New South Wales prop Aaron Woods has called for referees to let their whistles do the talking, saying there should be less conversation between NRL players and officiators during games.
Singling out Melbourne Storm captain Cameron Smith, Woods said less dialogue between the two parties would limit the opportunities for gamesmanship and teach players to get on with it.
Smith, who on Saturday overtook Brisbane legend Darren Lockyer as the most-capped NRL player in history, can be seen in regular discussion with referees during games.
"A lot of people whinge about Cameron being the third ref - you wouldn't get that (if referees and players didn't engage in conversation)," Woods said on Fox Sports' NRL 360.
But Smith is not alone, with most NRL captains rushing at the chance to chat to the man with the whistle.
"As a player there's times you want to talk to the ref to slow the game down if you're under the pump," Woods explained.
"But when you're on a roll and you've got momentum, you don't want the refs talking at all.
"I wouldn't mind if they just blew a penalty and that's it, go back to your spot and get ready for the next set."

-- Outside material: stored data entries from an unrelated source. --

PR #919, opened 2023-07-12
docs: update table and API documentation

### LINKED ISSUE #693: Add more documentation on table extraction
Currently there is not much documentation on table extraction and how it works. The goal of this issue is to add a table extraction section to the documentation. We should also add an example to the `partition_pdf` docs that shows how to use the `infer_table_structure` kwarg.

MthwRobinson:
### Summary

Closes #693. Adds more detailed documentation on `partition_via_api` and table extraction capabilities.

### DIFF
--- a/docs/source/bricks.rst
+++ b/docs/source/bricks.rst
@@ -753,27 +753,56 @@ You can disable ``max_partition`` by setting it to ``None``.
 ``partition_via_api`` allows users to partition documents using the hosted Unstructured API.
 The API partitions documents using the automatic ``partition`` function. Currently, the API
 supports all filetypes except for RTF and EPUBs.
-To use another URL for the API use the ``api_url`` kwarg. This is helpful if you're hosting
+This is helpful if you're hosting
 the API yourself or running it locally through a container. You can pass in your API key
 using the ``api_key`` kwarg. You can use the ``content_type`` kwarg to pass in the MIME
 type for the file. If you do not explicitly pass it, the MIME type will be inferred.
 
-See `here <https://api.unstructured.io/general/docs>`_ for the hosted API swagger documentation
-and `here <https://github.com/Unstructured-IO/unstructured-api#dizzy-instructions-for-using-the-docker-image>`_ for
-documentation on how to run the API as a container locally.
-
-Examples:
 
 .. code:: python
 
   from unstructured.partition.api import partition_via_api
 
-  filename = "example-docs/fake-email.eml"
+  filename = "example-docs/eml/fake-email.eml"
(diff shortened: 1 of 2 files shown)


docs/source/bricks.rst
```diff
@@ -753,29 +753,58 @@ You can disable ``max_partition`` by setting it to ``None``.
 ``partition_via_api`` allows users to partition documents using the hosted Unstructured API.
 The API partitions documents using the automatic ``partition`` function. Currently, the API
 supports all filetypes except for RTF and EPUBs.
```
qued, line 755: We still don't support these in the API?

docs/source/bricks.rst
```diff
@@ -753,29 +753,58 @@ You can disable ``max_partition`` by setting it to ``None``.
...
+  filename = "example-docs/eml/fake-email.eml"
 
   elements = partition_via_api(filename=filename, api_key="MY_API_KEY", content_type="message/rfc822")
 
   with open(filename, "rb") as f:
     elements = partition_via_api(file=f, file_filename=filename, api_key="MY_API_KEY")
 
 
+You can pass additional settings such as ``strategy``, ``ocr_languages`` and ``encoding`` to the
+API through optional ``request_kwargs``. These options get added to the request body when the
```
qued, line 775: Is `request_kwargs` a parameter name? From the example it seems like it's not, but it being written in the monospace font with an underscore suggest it is. Okay I see now, it's a ** parameter. It might be more confusing to make note of the parameter name that the dynamic kwargs are stored in, but maybe it's just me.

docs/source/getting_started.rst
```diff
@@ -110,6 +109,43 @@ The following code shows how you can limit your output to only narrative text wi
 	        print("\n")
 
 
+######
+Tables
+######
+
+For ``Table`` elements, the raw text of the table will be stored in the ``text`` attribute for the Element, and HTML representation
+of the table will be available in the element metadat under ``element.metadata.text_as_html``. For most documents where
```
qued, line 117:
```suggestion
of the table will be available in the element metadata under ``element.metadata.text_as_html``. For most documents where
```

docs/source/bricks.rst
MthwRobinson: I think we do now, @yuming-long bumped the `pandocs` version a while back. Will update that.

docs/source/bricks.rst
MthwRobinson: Yeah I'll remove that, I agree it's more confusing than helpful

Debate has raged since losing Manly and Cronulla coaches Trent Barrett and Shane Flanagan used their weekend press conferences to criticise the referees.
Barrett, who was on Tuesday fined $20,000 by the NRL, suggested referees boss Tony Archer enter his dressing room and explain to his players how some decisions were reached.
Woods, who will play for Canterbury next season, said that approach would not work and that it was up to the players and coaches to be accountable for the result.
"I wouldn't want to see them; I'd probably be more filthy," he said.
"I applaud them for making the decision on the field, whether it's right or wrong.
"You're going to get some good ones some days, bad ones other days.
"It's just one minor part of the game, there's another 79 minutes where you could have won the game for your team."
Flanagan was fined $30,000 for his tirade on the officials, with both clubs given five business days to respond to the breach notices.